On Mon, Nov 08, 2021 at 02:03:56PM -0800, Christopher Wingert wrote:
>
>
> On 11/8/2021 1:43 PM, Vladimir Oltean wrote:
> > On Mon, Nov 08, 2021 at 01:28:03PM -0800, Christopher Wingert wrote:
> > >
> > > On 11/8/2021 12:38 PM, Vladimir Oltean wrote:
> > > > On Mon, Nov 08, 2021 at 12:11:11PM -0800, Christopher Wingert wrote:
> > > > > Hi,
> > > > >
> > > > > I am working with a Aquantia AQC 107 ethernet interface.
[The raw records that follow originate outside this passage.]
Issue #2176, opened 2026-05-15
bug: PrometheusPrinter.Score() writes kubescape_score to stdout instead of --output file


Shreya2005-2005:
## Description

`PrometheusPrinter.Score()` uses `fmt.Printf` which writes to stdout
unconditionally. When the user passes `--output metrics.txt`, all other
metrics are correctly written to the file via `pp.writer` in `ActionPrint()`,
but `kubescape_score` goes to stdout instead — the metric is silently missing
from the output file.

**Location:** `core/pkg/resultshandling/printer/v2/prometheus.go:46`

```go
// Bug: fmt.Printf goes to stdout, not pp.writer
fmt.Printf("\n# Overall compliance-score (100- Excellent, 0- All failed)\nkubescape_score %d\n", cautils.Float32ToInt(score))
```

## Reproduction

```bash
cat > /tmp/deploy.yaml <<'EOF'
apiVersion: apps/v1
kind: Deployment
metadata:
  name: insecure-app
  namespace: default
spec:
  replicas: 1
  selector: { matchLabels: { app: insecure } }
  template:
    metadata: { labels: { app: insecure } }
    spec:
      hostNetwork: true
      containers:
      - name: app
        image: nginx:latest
        securityContext:
          privileged: true
EOF

kubescape scan /tmp/deploy.yaml --format prometheus --output /tmp/metrics.txt

# kubescape_score appears on terminal (stdout) — not in the file
grep kubescape_score /tmp/metrics.txt   # returns empty
```

## Expected behavior

`kubescape_score` should be written to `pp.writer` respecting `--output`,
consistent with how `ActionPrint()` routes all other prometheus metrics.

Compare with `JsonPrinter.Score()` which correctly uses `fmt.Fprintf(os.Stderr)`
to keep the human-readable summary separate from the structured output.

## Suggested fix

```go
func (pp *PrometheusPrinter) Score(score float32) {
    if score > 100 {
        score = 100
    } else if score < 0 {
        score = 0
    }
    fmt.Fprintf(pp.writer, "\n# Overall compliance-score (100- Excellent, 0- All failed)\nkubescape_score %d\n", cautils.Float32ToInt(score))
}
```

## Location

`core/pkg/resultshandling/printer/v2/prometheus.go` — `Score()` method

PR #2689, opened 2026-08-02
fix(printer): fix status mislabeling and nil-panic in v1 PrometheusPrinter

adity1raut:
## Summary
`PrometheusPrinter.printDetails()` (`core/pkg/resultshandling/printer/v1`, part of the package's exported API) had two bugs:

1. **Status mislabeling.** It accepted a `status` argument (`"failed"`, `"excluded"`, or `"passed"` — `printResources` calls it once per status) but never used it: the emitted comment and metric name were hardcoded to `"Failed"`/`kubescape_object_failed_count` regardless. Excluded resources, and passed resources in verbose mode, were silently counted as failed in the emitted Prometheus metrics — exactly the kind of thing a dashboard or alert built on this output would get wrong without anyone noticing, since the metric still looks well-formed.
2. **Nil-panic on unknown resource ID.** `resource := allResources[resourceID]` did not check the map's `ok` result. `workloadinterface.IMetadata` is an interface; a `resourceID` absent from `allResources` yields its nil zero value, and the very next line calls `resource.GetApiVersion()` on it, which panics with a nil pointer dereference instead of skipping the missing resource.

**Correction:** `printDetails` is unexported, so an external importer cannot call it directly as an earlier version of this description claimed. The reachable path from outside the package is `ActionPrint` (exported), which calls `printReports` → `printResources` → `printDetails` internally — both bugs are still externally reachable, just via that path, not by calling `printDetails` itself.

`printerv1.PrometheusPrinter` has zero in-repo callers today: `results.go` wires `--format prometheus` to `printerv2.NewPrometheusPrinter`, not this v1 type. For anyone still importing v1 directly, though, this PR changes the output shape: it shrinks `kubescape_object_failed_count` (previously inflated by excluded/passed resources incorrectly labeled as failed) and introduces two new metric families, `kubescape_object_excluded_count` and `kubescape_object_passed_count`. Any dashboard/alert built on the old v1 output would need updating. **Whether v1's `PrometheusPrinter` should be hardened (this PR) or removed since nothing in-repo reaches it is a maintainer call** — flagging it explicitly rather than deciding it here.

## Fix
- Skip `resourceID`s missing from `allResources` instead of dereferencing a nil interface, with a debug-level trace so a mismatch between this metric and `printReports`' own resource-count line is diagnosable from logs.
- Build the comment and metric name from the `status` argument instead of a hardcoded `"failed"`, using a small display-label map so the pre-existing "failed" path's comment text (`"# Failed object ..."`) stays byte-identical rather than being lowercased by a raw `%s` interpolation of `status`.

## Test plan
- [x] `go test ./core/pkg/resultshandling/...` (full tree, all existing tests pass unchanged)
- [x] `TestPrometheusPrinterPrintDetails_StatusDrivesMetricName` (all three statuses produce their own metric name and comment label, and none other) and `TestPrometheusPrinterPrintDetails_UnknownResourceIDDoesNotPanic`
- [x] Mutation-verified: reverting the status-label fix locally makes the comment-text assertion fail for all three statuses

## Summary by CodeRabbit

* **Bug Fixes**
  * Prometheus metrics now accurately reflect whether resources passed, failed, or were excluded.
  * Unknown resource IDs are safely skipped instead of causing an error during detail output.
  * Prometheus output remains available for all recognized resources.

### DIFF
--- a/core/pkg/resultshandling/printer/v1/prometheusprinter.go
+++ b/core/pkg/resultshandling/printer/v1/prometheusprinter.go
@@ -42,7 +42,14 @@ func (p *PrometheusPrinter) printResources(allResources map[string]workloadinter
 func (p *PrometheusPrinter) printDetails(allResources map[string]workloadinterface.IMetadata, resourcesIDs []string, frameworkName, controlName, status string) {
 	objs := make(map[string]map[string]map[string]int)
 	for _, resourceID := range resourcesIDs {
-		resource := allResources[resourceID]
+		// allResources may not contain every ID resourcesIDs lists (e.g. a
+		// resource pruned after the report was built): skip it rather than
+		// calling methods on the nil workloadinterface.IMetadata the map
+		// lookup would otherwise return, which panics.
+		resource, ok := allResources[resourceID]
+		if !ok {
+			continue
+		}
 
 		gvk := fmt.Sprintf("%s/%s", resource.GetApiVersion(), resource.GetKind())
 
@@ -57,11 +64,17 @@ func (p *PrometheusPrinter) printDetails(allResources map[string]workloadinterfa
 	for gvk, namespaces := range objs {
 		for namespace, names := range namespaces {
 			for name, value := range names {
-				fmt.Fprintf(p.writer, "# Failed object from \"%s\" control \"%s\"\n", frameworkName, controlName)
+				// status ("failed", "excluded", or "passed") must drive both
+				// the comment and the metric name: this function used to
+				// hardcode "Failed"/kubescape_object_failed_count
+				// unconditionally, so callers reporting excluded or (in
+				// verbose mode) passed resources silently mislabeled them as
+				// failed in the emitted Prometheus metrics.
+				fmt.Fprintf(p.writer, "# %s object from \"%s\" control \"%s\"\n", status, frameworkName, controlName)
 				if namespace != "" {
-					fmt.Fprintf(p.writer, "kubescape_object_failed_count{framework=\"%s\",control=\"%s\",namespace=\"%s\",name=\"%s\",groupVersionKind=\"%s\"} %d\n", frameworkName, controlName, namespace, name, gvk, value)
+					fmt.Fprintf(p.writer, "kubescape_object_%s_count{framework=\"%s\",control=\"%s\",namespace=\"%s\",name=\"%s\",groupVersionKind=\"%s\"} %d\n", status, frameworkName, controlName, namespace, name, gvk, value)
 				} else {
-					fmt.Fprintf(p.writer, "kubescape_object_failed_count{framework=\"%s\",control=\"%s\",name=\"%s\",groupVersionKind=\"%s\"} %d\n", frameworkName, controlName, name, gvk, value)
+					fmt.Fprintf(p.writer, "kubescape_object_%s_count{framework=\"%s\",control=\"%s\",name=\"%s\",groupVersionKind=\"%s\"} %d\n", status, frameworkName, controlName, name, gvk, value)
 				}
 			}
 		}
--- a/core/pkg/resultshandling/printer/v1/prometheusprinter.go
+++ b/core/pkg/resultshandling/printer/v1/prometheusprinter.go
@@ -6,6 +6,7 @@ import (
 	"os"
 
 	"github.com/kubescape/go-logger"
+	"github.com/kubescape/go-logger/helpers"
 	"github.com/kubescape/k8s-interface/workloadinterface"
 	"github.com/kubescape/kubescape/v3/core/cautils"
 	"github.com/kubescape/kubescape/v3/core/pkg/resultshandling/printer"
@@ -15,6 +16,18 @@ import (
 type PrometheusPrinter struct {
 	writer      *os.File
 	verboseMode bool
+}
+
+// statusLabel maps a printDetails status ("failed", "excluded", "passed")
+// to its display form for the "# <label> object from ..." comment. Kept
+// separate from the metric name (which uses status as-is, lowercase) so the
+// "failed" path's comment stays byte-identical to the pre-fix output
+// ("# Failed object ..."), instead of a raw %s interpolation silently
+// lowercasing it to "# failed object ...".
+var statusLabel = map[string]string{
+	"failed":   "Failed",
+	"excluded": "Excluded",
+	"passed":   "Passed",
 }
 
 func NewPrometheusPrinter(verboseMode bool) *PrometheusPrinter {
@@ -48,6 +61,16 @@ func (p *PrometheusPrinter) printDetails(allResources map[string]workloadinterfa
 		// lookup would otherwise return, which panics.
 		resource, ok := allResources[resourceID]
 		if !ok {
+			// Skipping means this control's kubescape_object_<status>_count
+			// lines under-count relative to printReports' own
+			// kubescape_resources_<status>_count line for the same control,
+			// which is computed from the report rather than allResources -
+			// worth a trace when the two disagree in a scrape.
+			logger.L().Debug("resource ID missing from allResources, skipping object-level metric",
+				helpers.String("resourceID", resourceID),
+				helpers.String("status", status),
+				helpers.String("framework", frameworkName),
+				helpers.String("control", controlName))
 			continue
 		}
 
@@ -70,7 +93,7 @@ func (p *PrometheusPrinter) printDetails(allResources map[string]workloadinterfa
 				// unconditionally, so callers reporting excluded or (in
 				// verbose mode) passed resources silently mislabeled them as
 				// failed in the emitted Prometheus metrics.
-				fmt.Fprintf(p.writer, "# %s object from \"%s\" control \"%s\"\n", status, frameworkName, controlName)
+				fmt.Fprintf(p.writer, "# %s object from \"%s\" control \"%s\"\n", statusLabel[status], frameworkName, controlName)
 				if namespace != "" {
 					fmt.Fprintf(p.writer, "kubescape_object_%s_count{framework=\"%s\",control=\"%s\",namespace=\"%s\",name=\"%s\",groupVersionKind=\"%s\"} %d\n", status, frameworkName, controlName, namespace, name, gvk, value)
 				} else {
--- a/core/pkg/resultshandling/printer/v1/printer_extra_test.go
+++ b/core/pkg/resultshandling/printer/v1/printer_extra_test.go
@@ -113,6 +113,73 @@ func TestPrometheusPrinterPrintDetails(t *testing.T) {
 	}
 }
 
+// TestPrometheusPrinterPrintDetails_StatusDrivesMetricName guards against a
+// regression where printDetails always emitted "kubescape_object_failed_count"
+// regardless of the status argument. printResources calls printDetails once
+// per status ("failed", "excluded", "passed"), so excluded and (in verbose
+// mode) passed resources were silently counted as failed in the emitted
+// Prometheus metrics.
+func TestPrometheusPrinterPrintDetails_StatusDrivesMetricName(t *testing.T) {
+	allResources := map[string]workloadinterface.IMetadata{
+		"deploy-1": workload("apps/v1", "Deployment", "default", "api"),
+	}
+
+	for _, status := range []string{"failed", "excluded", "passed"} {
+		t.Run(status, func(t *testing.T) {
+			outputFile := filepath.Join(t.TempDir(), "prometheus.out")
+			writer, err := os.Create(outputFile)
+			require.NoError(t, err)
+
+			p := NewPrometheusPrinter(false)
+			p.writer = writer
+			p.printDetails(allResources, []string{"deploy-1"}, "fw", "ctrl", status)
+			require.NoError(t, writer.Close())
+
+			got, err := os.ReadFile(outputFile)
+			require.NoError(t, err)
+
+			wantMetric := "kubescape_object_" + status + "_count{"
+			assert.Contains(t, string(got), wantMetric)
+
+			for _, other := range []string{"failed", "excluded", "passed"} {
+				if other == status {
+					continue
+				}
+				assert.NotContains(t, string(got), "kubescape_object_"+other+"_count{",
+					"printDetails(status=%q) must not emit a %q-labeled metric", status, other)
+			}
+		})
+	}
+}
+
+// TestPrometheusPrinterPrintDetails_UnknownResourceIDDoesNotPanic guards
+// against a regression where printDetails looked up resourceID in
+// allResources without checking the map's "ok" result. A resourceID absent
+// from allResources produced the zero value of the
+// workloadinterface.IMetadata interface (nil), and calling GetApiVersion()
+// on it panicked with a nil pointer dereference instead of being skipped.
+func TestPrometheusPrinterPrintDetails_UnknownResourceIDDoesNotPanic(t *testing.T) {
+	allResources := map[string]workloadinterface.IMetadata{
+		"deploy-1": workload("apps/v1", "Deployment", "default", "api"),
+	}
+
+	outputFile := filepath.Join(t.TempDir(), "prometheus.out")
+	writer, err := os.Create(outputFile)
+	require.NoError(t, err)
+
+	p := NewPrometheusPrinter(false)
+	p.writer = writer
+
+	assert.NotPanics(t, func() {
+		p.printDetails(allResources, []string{"deploy-1", "does-not-exist"}, "fw", "ctrl", "failed")
+	})
+	require.NoError(t, writer.Close())
+
+	got, err := os.ReadFile(outputFile)
+	require.NoError(t, err)
+	assert.Contains(t, string(got), `kubescape_object_failed_count{framework="fw",control="ctrl",namespace="default",name="api",groupVersionKind="apps/v1/Deployment"} 1`)
+}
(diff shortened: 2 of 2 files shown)


core/pkg/resultshandling/printer/v1/prometheusprinter.go
```diff
@@ -57,11 +64,17 @@ func (p *PrometheusPrinter) printDetails(allResources map[string]workloadinterfa
...
 		for namespace, names := range namespaces {
 			for name, value := range names {
-				fmt.Fprintf(p.writer, "# Failed object from \"%s\" control \"%s\"\n", frameworkName, controlName)
+				// status ("failed", "excluded", or "passed") must drive both
+				// the comment and the metric name: this function used to
+				// hardcode "Failed"/kubescape_object_failed_count
+				// unconditionally, so callers reporting excluded or (in
+				// verbose mode) passed resources silently mislabeled them as
+				// failed in the emitted Prometheus metrics.
+				fmt.Fprintf(p.writer, "# %s object from \"%s\" control \"%s\"\n", status, frameworkName, controlName)
```
matthyx: **Should fix:** `status` is lowercase at all three call sites, so this silently turns the existing `# Failed object from ...` into `# failed object from ...`.

The failed path is the one path that was already emitting the right thing — changing its casing is an unrelated output change riding along with the fix, and it's the exact text recorded in `examples/output_mocks/prometheus-verbose-flag.txt`. Map the status to a display form instead of interpolating it raw:

```go
var statusLabel = map[string]string{
	"failed":   "Failed",
	"excluded": "Excluded",
	"passed":   "Passed",
}

fmt.Fprintf(p.writer, "# %s object from \"%s\" control \"%s\"\n", statusLabel[status], frameworkName, controlName)
```

That keeps the failed-path comment byte-identical and still fixes the excluded/passed mislabeling, which is the actual bug.

core/pkg/resultshandling/printer/v1/prometheusprinter.go
```diff
@@ -57,11 +64,17 @@ func (p *PrometheusPrinter) printDetails(allResources map[string]workloadinterfa
...
 				if namespace != "" {
-					fmt.Fprintf(p.writer, "kubescape_object_failed_count{framework=\"%s\",control=\"%s\",namespace=\"%s\",name=\"%s\",groupVersionKind=\"%s\"} %d\n", frameworkName, controlName, namespace, name, gvk, value)
+					fmt.Fprintf(p.writer, "kubescape_object_%s_count{framework=\"%s\",control=\"%s\",namespace=\"%s\",name=\"%s\",groupVersionKind=\"%s\"} %d\n", status, frameworkName, controlName, namespace, name, gvk, value)
```
matthyx, line 98: Non-blocking, two notes on this line:

1. `status` now flows straight into a Prometheus **metric name**, so it's worth making that un-spoofable at the type level rather than a bare `string`. v2 already has the pattern — the `metricsName` consts in `printer/v2/prometheusutils.go`. All three call sites pass literals today so there's no live risk; this is about keeping it that way if `printDetails` ever grows a fourth caller.

2. For the record: encoding the status in the metric name rather than as a `status="..."` label is the non-idiomatic Prometheus modeling choice (it makes `sum by (status)` impossible). But v2 does exactly the same thing (`kubescape_control_count_resources_failed` and friends), so staying consistent with it here is the right call — just noting it so nobody re-litigates it later.

core/pkg/resultshandling/printer/v1/prometheusprinter.go
```diff
@@ -42,7 +42,14 @@ func (p *PrometheusPrinter) printResources(allResources map[string]workloadinter
...
 	for _, resourceID := range resourcesIDs {
-		resource := allResources[resourceID]
+		// allResources may not contain every ID resourcesIDs lists (e.g. a
+		// resource pruned after the report was built): skip it rather than
+		// calling methods on the nil workloadinterface.IMetadata the map
+		// lookup would otherwise return, which panics.
+		resource, ok := allResources[resourceID]
+		if !ok {
+			continue
+		}
```
matthyx, line 75: Confirmed reachable, and skipping is the right call — it matches what v2 already does in `setResourcesCounters` (`printer/v2/prometheusutils.go`), which does the same `if !ok { continue }`.

For the record on how it's reached: the passed list comes from `ResourcesIDs.setPassedResources(ruleReport.GetAllResourcesIDs())`, i.e. `ListInputKinds`, which `controlReportV2ToV1` populates from `opaSessionObj.ResourcesResult` — a different map from `AllResources`. So an ID present in the results but absent from `AllResources` panics on the very next line, in verbose mode.

One consequence worth a `logger.L().Debug` here: the per-object metrics now silently under-count relative to the `kubescape_resources_failed_count` line that `printReports` emits for the same control, because that number comes from the report while this one comes from `allResources`. Two metrics in the same scrape disagreeing with no trace anywhere is unpleasant to debug from the output alone.

matthyx (commented):
Thanks — I verified both bugs are real, the fix is correct, and the two new tests are effective regression guards.

Reproduced locally at `b02c117` (Go 1.26): `go build` and `go vet ./core/pkg/resultshandling/printer/...` are clean and `go test ./core/pkg/resultshandling/...` is fully green. More importantly, reverting **only** `prometheusprinter.go` to the merge base (`dfac018`) and re-running the new tests fails them for the right reasons — `StatusDrivesMetricName` fails on `excluded` and `passed` (both emit `kubescape_object_failed_count`), and `UnknownResourceIDDoesNotPanic` fails with an actual panic and empty output. So these are genuine guards, not tests written around the new code.

Extra evidence that the status bug was user-visible, not just theoretical: this repo's own `examples/output_mocks/prometheus-verbose-flag.txt` contains **1854** `kubescape_object_failed_count` lines, while its `kubescape_resources_failed_count` values sum to **505**. The `Privileged container` control there reports `failed 1` out of 22 found, yet emits 22 object lines all labeled `failed`. That file is captured v1 verbose output from before `--format prometheus` was rewired to v2 — it's the bug, frozen in the repo.

**Nothing here is a correctness blocker.** Three things to settle before merge:

### 1. Output-contract change on a printer nothing in-repo reaches (needs a decision, not a code change)

`printerv1.PrometheusPrinter` has zero in-repo callers: `results.go:121` uses only `printerv1.NewJsonPrinter()`, and `--format prometheus` goes to `printerv2.NewPrometheusPrinter` (`results.go:127-128`). For anyone still importing v1 directly, this PR correctly shrinks `kubescape_object_failed_count` and introduces two brand-new metric families, `kubescape_object_excluded_count` and `kubescape_object_passed_count`. Any dashboard or alert built on the old output changes shape.

That's the right fix, but it needs a release note, and it raises the prior question: should v1's `PrometheusPrinter` be fixed or deleted? I'd rather decide that before merging, since it determines whether we keep carrying tests for this path. If we keep it, this PR is the version I want.

### 2. `# Failed object` becomes `# failed object` (should fix)

See inline. The failed path was the one path that was already correct, and this lowercases its comment for no reason.

### 3. The description's reachability claim is wrong (fix the description, not the code)

> any external Go program importing this package and calling `printDetails` (directly, or via `ActionPrint` on excluded/passed results) hits both of these

`printDetails` is unexported — an importer cannot call it directly. Only the `ActionPrint` path is reachable from outside the package. The conclusion still holds (both bugs *are* externally reachable through `ActionPrint`), but the stated mechanism isn't, and a reviewer skimming the description would be misled about the blast radius.

### Non-blocking

- The branch is 4 commits behind `master`, and one of them (#2665, `avoid perfect score rounding`) edits this same file — `Score()` on master now calls `cautils.ComplianceScoreToInt`, not `Float32ToInt`. It auto-merges cleanly since the hunks don't overlap, but green CI on this head isn't green CI on the merge result. Please rebase.
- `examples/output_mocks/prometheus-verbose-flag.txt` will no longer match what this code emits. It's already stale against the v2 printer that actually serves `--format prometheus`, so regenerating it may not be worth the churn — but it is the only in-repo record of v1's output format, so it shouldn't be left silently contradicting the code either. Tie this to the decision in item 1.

After the
> > > > > announce
> > > > > message is sent on FD_GENERAL, a poll() of the the FD_GENERAL
> > > > > descriptor
> > > > > generates a POLLERR. I see 3 delay messages go out the interface on
> > > > > FD_EVENT (previous to the announce message) without issue (no socket
> > > > > error
> > > > > on read on the FD_EVENT descriptor).
> > > > >
> > > > > The only difference i see between the two sockets is how the
> > > > > sock_filter is
> > > > > setup.
> > > > >
> > > > > I am thinking this is an issue with the Aquantia driver, as the same
> > > > > command
> > > > > on a Mellanox Connect X5 works fine.
> > > > >
> > > > > Has anyone seen this issue or have a clue as to where I should start?
> > > > >
> > > > > Thanks!
> > > > > Chris
> > > > >
> > > > >
> > > > > ptp4l command line : ptp4l -i els1 -H -P -2 -m
> > > > > Kernel is 4.18
> > > > > I downloaded the latest Atlantic driver from the Marvell website
> > > > > 2.4.14.0
> > > > > I have upgraded the AQC 107 firmware to 3.1.121
> > > > I've no experience with this driver whatsoever, but generally, what
> > > > ptp4l receives on the error queue of a socket is a TX timestamp. What is
> > > > surprising is that there's a TX timestamp for a general (not event)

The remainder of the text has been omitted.